Please write back every entry exactly, character for character.

--- Supplied data Enclosed Below ---

PR #477, opened 2016-07-22
Fix mkdir malformed path

nfischer:
closes #468 

This is the same PR, but with style fixes.


nfischer:
Going to go ahead and merge, since this is essentially the same as the other PR. LGTM

PR #478, opened 2016-07-22
refactor: hook new uniq() command using new format

nfischer:
Fixes the new uniq() command to use the new format. This also adds a test to make sure it permits globbing (this was broken after merging #452 because of a recent refactor).


nfischer:
I'm going to go ahead and merge this, since it just updates to the new refactor.

LGTM

PR #479, opened 2016-07-23
refactor: move option parsing into common.wrap()

nfischer:
This is roughly in-line with what was proposed for the plugin API. This moves option parsing as part of `common.wrap()`, so contributors don't need to worry about making the call themselves. By default, `common.wrap()` acts as it did before, and will only parse options if options are specified when the plugin is registered.

For trickier commands, like `chmod()` and `set()`, which sometimes need special parsing, the contributor can choose to parse these commands with an explicit call to `common.parseOptions()`.

This deviates from the plugin API draft in that command options are passed in via the `cmdOptions` attribute, which I believe is more descriptive than an anonymous parameter to `common.register()`. This also makes it easier to leave option parsing optional.

### DIFF
--- a/README.md
+++ b/README.md
@@ -318,6 +318,9 @@ introduced between each file).
 
 ### head([{'-n', \<num\>},] file [, file ...])
 ### head([{'-n', \<num\>},] file_array)
+Available options:
+
++ `-n <num>`: Show the first `<num>` lines of the files
 
 Examples:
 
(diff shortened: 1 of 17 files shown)


README.md
```diff
@@ -318,6 +318,9 @@ introduced between each file).
 
 ### head([{'-n', \<num\>},] file [, file ...])
 ### head([{'-n', \<num\>},] file_array)
+Available options:
```
ariporad: Why these changes? They seem unrelated.

nfischer: @ariporad As I was digging through, I saw that the documentation had an error (it was missing the available option). You're correct, these changes are unrelated to the refactor.

ariporad: kk. LGTM

ariporad:
LGTM

PR #481, opened 2016-07-24
refactor: add wrapOutput option to auto-ShellString-ify command output

nfischer:
This lets you return a plain JS string (like before), but pass the `wrapOutput` option to `common.register()` in order to wrap this string in a ShellString. This wraps it with the following default parameters (which I think will work properly most of the time):

```js
return myReturnValue;
// This gets wrapped to imitate the statement:
return new common.ShellString(myReturnValue, common.state.error, common.state.errorCode);
// If any errors have occurred, put these in the .stderr attribute
// Whatever the resulting exit code is (0 unless there's an error), set that for the .code attribute
```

--- End of Enclosed Supplied data ---

## Solution to this exercise
PR #477, opened 2016-07-22
Fix mkdir malformed path

nfischer:
closes #468 

This is the same PR, but with style fixes.


nfischer:
Going to go ahead and merge, since this is essentially the same as the other PR. LGTM

PR #478, opened 2016-07-22
refactor: hook new uniq() command using new format

nfischer:
Fixes the new uniq() command to use the new format. This also adds a test to make sure it permits globbing (this was broken after merging #452 because of a recent refactor).


nfischer:
I'm going to go ahead and merge this, since it just updates to the new refactor.

LGTM

PR #479, opened 2016-07-23
refactor: move option parsing into common.wrap()

nfischer:
This is roughly in-line with what was proposed for the plugin API. This moves option parsing as part of `common.wrap()`, so contributors don't need to worry about making the call themselves. By default, `common.wrap()` acts as it did before, and will only parse options if options are specified when the plugin is registered.

For trickier commands, like `chmod()` and `set()`, which sometimes need special parsing, the contributor can choose to parse these commands with an explicit call to `common.parseOptions()`.

This deviates from the plugin API draft in that command options are passed in via the `cmdOptions` attribute, which I believe is more descriptive than an anonymous parameter to `common.register()`. This also makes it easier to leave option parsing optional.

### DIFF
--- a/README.md
+++ b/README.md
@@ -318,6 +318,9 @@ introduced between each file).
 
 ### head([{'-n', \<num\>},] file [, file ...])
 ### head([{'-n', \<num\>},] file_array)
+Available options:
+
++ `-n <num>`: Show the first `<num>` lines of the files
 
 Examples:
 
(diff shortened: 1 of 17 files shown)


README.md
```diff
@@ -318,6 +318,9 @@ introduced between each file).
 
 ### head([{'-n', \<num\>},] file [, file ...])
 ### head([{'-n', \<num\>},] file_array)
+Available options:
```
ariporad: Why these changes? They seem unrelated.

nfischer: @ariporad As I was digging through, I saw that the documentation had an error (it was missing the available option). You're correct, these changes are unrelated to the refactor.

ariporad: kk. LGTM

ariporad:
LGTM

PR #481, opened 2016-07-24
refactor: add wrapOutput option to auto-ShellString-ify command output

nfischer:
This lets you return a plain JS string (like before), but pass the `wrapOutput` option to `common.register()` in order to wrap this string in a ShellString. This wraps it with the following default parameters (which I think will work properly most of the time):

```js
return myReturnValue;
// This gets wrapped to imitate the statement:
return new common.ShellString(myReturnValue, common.state.error, common.state.errorCode);
// If any errors have occurred, put these in the .stderr attribute
// Whatever the resulting exit code is (0 unless there's an error), set that for the .code attribute
```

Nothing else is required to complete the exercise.